The town of Hope, BC is located about 50 miles northeast of the border along the Trans-Canada Highway/BC-1. Expecting complications at the border I had set my first stop close to the border, so I arrived much earlier than expected. Fortunately my hosts, Frank and Sonja, were flexible and said to come on over. “If we’re not in the house we’re probably cooling off at the river, so come on back,” Frank said. I arrived at their house within five minutes and, after unpacking my bike, walked down to the river. Frank and Sonja have a lovely home that they’re currently renovating, and their backyard backs into the Coquihalla River. Later that evening we walked to downtown via the train tracks and enjoyed a Blues concert at the park.
While walking around town I noticed a lot of posters of Rambo, so I had to ask. Turns out Rambo was filmed here in 1981 — the town scenes were all filmed in Hope and the wilderness scenes were filmed in its surrounding mountains. The town is preparing for October 2017, when they’ll celebrate the film’s 35th anniversary, hence the many posters I saw.

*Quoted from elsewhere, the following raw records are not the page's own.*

PR #4436, opened 2026-02-27
feat(core): Allow async `OrderMergeStrategy`

twlite:
# Description

This PR adds support for asynchronous `OrderMergeStrategy` support. Since it already is `InjectableStrategy`, it offers a way to access db connections and other services but almost all of them are asynchronous, making it impossible to use without patching the package. This update makes it possible to create asynchronous order merge strategies enabling us to add complex logic.

# Breaking changes

**Does this PR include any breaking changes we should be aware of?**

This update will not break existing strategies but **direct consumption** of the `OrderMerger.merge()` will break as it returns a Promise. However, the direct usage of this api is unlikely and internal use within `core` has been updated to properly await `OrderMerger.merge()` method.

# Screenshots

N/A

# Checklist

📌 Always:

👍 Most of the time:

### DIFF
--- a/packages/core/src/service/helpers/list-query-builder/list-query-builder.ts
+++ b/packages/core/src/service/helpers/list-query-builder/list-query-builder.ts
@@ -456,7 +456,7 @@ export class ListQueryBuilder implements OnApplicationBootstrap {
 
         // Get the related entity's table and column info
         const inverseEntityMeta = relation.inverseEntityMetadata;
-        const inverseTableName = inverseEntityMeta.tableName;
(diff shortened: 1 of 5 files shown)


michaelbromley:
Thanks for the PR. To be safe please target `minor` since there is at least a small chance of a break if people use this directly.

twlite:
😂 minor branch increased some work haha

michaelbromley:
Hey @twlite can you just take a look at that merge conflict? Then we should be good to merge this. The failing tests are unrelated and are being sorted out separately.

Two days aren't nearly enough to see everything that Hope has to offer, so Frank helped narrow down the list and suggested I check out the Othello Tunnels and Hope Lookout Trail. I started early in the morning with a hike to the Othello Tunnels, a trail focused on the canyon of the Coquihalla River and a decommissioned railway grade, leading eventually to Coquihalla Pass. Five tunnels and a series of bridges follow a relatively straight line through the gorge, which is lined with sheer, flat rock cliffs. After lunch I tackled Hope Lookout Trail, which is a short walk from downtown and offers an exciting vista from a viewpoint 1,500 feet up the side of Mount Hope. The 1.5 mile trail climbs steeply through lush coastal forest, ending at a spectacular viewpoint perched on a rocky slope. Some locals refer to this trail as “Hope’s Grouse Grind,” for its steep ascent and rewarding view.
On the way to Hope Lookout Trail I stopped by the Visitor Center to find out more about the town, and this turned out to be a lucky move. Here’s where I first learned about the hundreds of wildfires that could potentially block my route north.
Later that evening I joined Frank and Sonja for a swim at KawKawa Lake, an awesome way to cap a full day of hiking.